▸ **DIRECTIONS FOR THIS TASK**: Show the lines below where "Using" occurs.

========================================

PR #353, opened 2021-02-20
sub-menu

clementbalestrat:


sections/shared/Layout/SideNav/SideNav.tsx
```diff
@@ -20,17 +21,25 @@ import { CryptoCurrency, Synths } from 'constants/currency';
 import { SIDE_NAV_WIDTH, zIndex } from 'constants/ui';
 
 import { MENU_LINKS, MIGRATE_MENU_LINKS } from '../constants';
+import SubMenu from './SubMenu';
 import PriceItem from './PriceItem';
 import PeriodBarStats from './PeriodBarStats';
 import BalanceItem from './BalanceItem';
 import CRatioBarStats from './CRatioBarStats';
 
+const getKeyValue = <T extends object, U extends keyof T>(obj: T) => (key: U) => obj[key];
```
clementbalestrat, line 30: To fix a TS error with objects and indices.

sections/shared/Layout/SideNav/SideNav.tsx
```diff
@@ -20,17 +21,25 @@ import { CryptoCurrency, Synths } from 'constants/currency';
...
+
 const SideNav: FC = () => {
 	const { t } = useTranslation();
 	const { asPath } = useRouter();
+	const menuLinkItemRefs = useRef({});
```
clementbalestrat, line 35: Using refs here to catch the `y` position of every menu item, so we can then pass it to a props and use `top: y px` so menu and sub menu can be aligned

sections/shared/Layout/SideNav/SideNav.tsx
```diff
@@ -20,17 +21,25 @@ import { CryptoCurrency, Synths } from 'constants/currency';
...
 	const SNX24hrPricesQuery = useSNX24hrPricesQuery();
 	const cryptoBalances = useCryptoBalances();
 	const synthsBalancesQuery = useSynthsBalancesQuery();
+	const [subMenuConfiguration, setSubMenuConfiguration] = useState({
```
clementbalestrat, line 39: As explained above, a subMenu configuration is passed to `SubMenu` with two infos: 
- and array with all the routes
- the `y` position it should be displayed

sections/shared/Layout/SideNav/SideNav.tsx
```diff
@@ -51,22 +60,46 @@ const SideNav: FC = () => {
 	const menuLinks = totalBalancePendingMigration > 0 ? MIGRATE_MENU_LINKS : MENU_LINKS;
 
 	return (
-		<SideNavContainer>
+		<SideNavContainer
```
clementbalestrat, line 63: if the cursor leaves the container then we hide the SubMenu

sections/shared/Layout/SideNav/SideNav.tsx
```diff
@@ -51,22 +60,46 @@ const SideNav: FC = () => {
...
+					<Svg src={StakingLogo} />
 				</Link>
 			</StakingLogoWrap>
 			<MenuLinks>
-				{menuLinks.map(({ i18nLabel, link }) => (
+				{menuLinks.map(({ i18nLabel, link, subMenu }, i) => (
 					<MenuLinkItem
+						ref={(r) => {
+							if (subMenu) {
+								menuLinkItemRefs.current = { ...menuLinkItemRefs.current, [i]: r };
```
clementbalestrat, line 76: For every `MenuItem` which contain `subMenu` we save their ref to `menuLinkItemRefs`

sections/shared/Layout/SideNav/SideNav.tsx
```diff
@@ -51,22 +60,46 @@ const SideNav: FC = () => {
...
+							}
+						}}
+						onMouseEnter={() => {
+							setSubMenuConfiguration(
+								subMenu
+									? {
+											routes: subMenu as any,
```
clementbalestrat, line 83: When a MenuItem is hovered we get its `boundingClientRect().y` and save it to the `subMenuConfiguration` object

sections/shared/Layout/SideNav/SubMenu.tsx
```diff
@@ -0,0 +1,107 @@
...
+
+type SubMenuProps = {
+	config: SubMenuConfiguration;
+	currentPath: string;
+};
+
+const SubMenu: FC<SubMenuProps> = ({ config, currentPath }) => {
+	const { t } = useTranslation();
+	return typeof document !== 'undefined'
+		? createPortal(
```
clementbalestrat, line 25: Using Portal here as the SideNav has a `fixed` position, which means there is no way to put the subMenu below with `z-index`. The only way is to send this component to the root.

sections/shared/Layout/SideNav/SubMenu.tsx
```diff
@@ -0,0 +1,107 @@
...
+				<Container isVisible={!!config?.routes ?? false}>
+					<Inner>
+						<FloatingContent topPosition={config?.topPosition ?? 0}>
+							<LinkList>
+								{config?.routes?.map(({ i18nLabel, subLink }) => (
+									<MenuLinkItem isActive={currentPath === subLink}>
```
evgenyboxer, line 31: Missing `key` right?

clementbalestrat: yep good find

sections/shared/Layout/SideNav/SubMenu.tsx
evgenyboxer: mice!

sections/shared/Layout/SideNav/SideNav.tsx
evgenyboxer: I wonder if it's because `menuLinkItemRefs` and `subMenuConfiguration` need to be typed

evgenyboxer (approved):
@clementbalestrat great stuff!

I think typing the ref/state might help with the TS errors, can be fixed later.

sections/shared/Layout/SideNav/SideNav.tsx
clementbalestrat: Yeah I think so too.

========================================

▸ **REPLY TO THE EXERCISE**:
clementbalestrat, line 35: Using refs here to catch the `y` position of every menu item, so we can then pass it to a props and use `top: y px` so menu and sub menu can be aligned
clementbalestrat, line 25: Using Portal here as the SideNav has a `fixed` position, which means there is no way to put the subMenu below with `z-index`. The only way is to send this component to the root.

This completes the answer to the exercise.